Exercise goal
Which lines in the records below contain the word "enum"? Copy each one out.

START Supplied information

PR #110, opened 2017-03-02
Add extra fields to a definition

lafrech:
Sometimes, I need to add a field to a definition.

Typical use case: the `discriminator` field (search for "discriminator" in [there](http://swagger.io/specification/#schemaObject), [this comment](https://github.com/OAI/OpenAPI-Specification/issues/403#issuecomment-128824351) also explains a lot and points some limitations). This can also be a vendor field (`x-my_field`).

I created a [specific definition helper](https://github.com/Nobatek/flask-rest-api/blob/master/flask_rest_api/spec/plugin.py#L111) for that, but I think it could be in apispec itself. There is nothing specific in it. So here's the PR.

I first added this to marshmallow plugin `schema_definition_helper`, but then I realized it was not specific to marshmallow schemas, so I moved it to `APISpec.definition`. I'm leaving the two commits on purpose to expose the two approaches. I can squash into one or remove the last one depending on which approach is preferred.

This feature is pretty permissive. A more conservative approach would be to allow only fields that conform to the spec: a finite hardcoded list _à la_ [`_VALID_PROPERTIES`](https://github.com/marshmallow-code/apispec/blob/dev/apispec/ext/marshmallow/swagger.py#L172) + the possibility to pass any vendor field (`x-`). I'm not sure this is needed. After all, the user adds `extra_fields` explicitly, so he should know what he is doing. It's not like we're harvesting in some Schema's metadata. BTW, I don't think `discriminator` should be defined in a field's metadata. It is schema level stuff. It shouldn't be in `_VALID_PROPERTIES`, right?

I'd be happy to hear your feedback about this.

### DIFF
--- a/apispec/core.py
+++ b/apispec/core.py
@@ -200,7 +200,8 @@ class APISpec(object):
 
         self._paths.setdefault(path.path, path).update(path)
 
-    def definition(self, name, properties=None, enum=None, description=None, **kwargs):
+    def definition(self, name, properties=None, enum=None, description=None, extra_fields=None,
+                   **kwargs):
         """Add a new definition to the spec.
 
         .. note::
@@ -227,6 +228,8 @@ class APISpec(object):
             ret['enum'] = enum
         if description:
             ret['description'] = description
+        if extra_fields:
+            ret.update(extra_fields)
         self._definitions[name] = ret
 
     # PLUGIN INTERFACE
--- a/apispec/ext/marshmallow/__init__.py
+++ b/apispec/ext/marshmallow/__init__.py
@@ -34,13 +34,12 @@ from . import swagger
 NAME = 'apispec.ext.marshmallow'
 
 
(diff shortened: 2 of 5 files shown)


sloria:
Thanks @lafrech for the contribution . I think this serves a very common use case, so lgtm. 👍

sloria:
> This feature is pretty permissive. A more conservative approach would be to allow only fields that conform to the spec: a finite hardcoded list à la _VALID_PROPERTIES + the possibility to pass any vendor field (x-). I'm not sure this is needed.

END Supplied information
START Supplied information

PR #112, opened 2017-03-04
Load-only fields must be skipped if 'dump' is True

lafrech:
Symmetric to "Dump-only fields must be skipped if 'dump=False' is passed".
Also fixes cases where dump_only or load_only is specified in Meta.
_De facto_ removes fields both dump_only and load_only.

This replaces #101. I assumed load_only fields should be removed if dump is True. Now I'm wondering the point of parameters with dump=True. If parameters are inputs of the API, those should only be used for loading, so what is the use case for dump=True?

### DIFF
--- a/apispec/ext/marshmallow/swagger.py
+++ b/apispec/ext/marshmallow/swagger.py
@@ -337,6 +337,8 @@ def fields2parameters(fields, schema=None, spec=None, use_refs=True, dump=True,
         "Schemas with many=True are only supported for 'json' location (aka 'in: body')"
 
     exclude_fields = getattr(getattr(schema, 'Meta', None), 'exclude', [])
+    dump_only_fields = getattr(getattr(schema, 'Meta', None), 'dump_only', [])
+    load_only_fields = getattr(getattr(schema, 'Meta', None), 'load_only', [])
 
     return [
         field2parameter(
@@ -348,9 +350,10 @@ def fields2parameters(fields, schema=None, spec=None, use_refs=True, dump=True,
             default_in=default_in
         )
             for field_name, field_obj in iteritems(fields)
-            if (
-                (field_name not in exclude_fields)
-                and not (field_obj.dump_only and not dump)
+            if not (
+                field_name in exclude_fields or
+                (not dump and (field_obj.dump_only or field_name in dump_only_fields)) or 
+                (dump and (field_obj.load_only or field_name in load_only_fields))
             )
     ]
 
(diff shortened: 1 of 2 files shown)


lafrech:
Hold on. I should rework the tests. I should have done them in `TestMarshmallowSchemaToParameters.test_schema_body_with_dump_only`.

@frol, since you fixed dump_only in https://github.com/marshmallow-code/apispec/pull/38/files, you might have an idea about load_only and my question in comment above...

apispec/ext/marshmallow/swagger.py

END Supplied information
START Supplied information

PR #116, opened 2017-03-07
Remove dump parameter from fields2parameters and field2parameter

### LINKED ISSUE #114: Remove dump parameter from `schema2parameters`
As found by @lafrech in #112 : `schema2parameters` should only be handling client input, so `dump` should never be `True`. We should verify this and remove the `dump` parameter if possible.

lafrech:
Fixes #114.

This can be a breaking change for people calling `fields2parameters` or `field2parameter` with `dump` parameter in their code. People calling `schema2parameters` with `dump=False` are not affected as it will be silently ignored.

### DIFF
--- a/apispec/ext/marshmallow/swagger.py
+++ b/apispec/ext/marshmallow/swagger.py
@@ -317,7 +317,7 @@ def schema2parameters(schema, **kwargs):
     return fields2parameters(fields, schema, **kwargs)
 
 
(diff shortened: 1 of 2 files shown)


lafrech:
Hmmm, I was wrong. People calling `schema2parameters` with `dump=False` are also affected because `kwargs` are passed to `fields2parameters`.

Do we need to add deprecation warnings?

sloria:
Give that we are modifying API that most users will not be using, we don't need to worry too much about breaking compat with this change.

END Supplied information

Answer for the task
-    def definition(self, name, properties=None, enum=None, description=None, **kwargs):
+    def definition(self, name, properties=None, enum=None, description=None, extra_fields=None,
             ret['enum'] = enum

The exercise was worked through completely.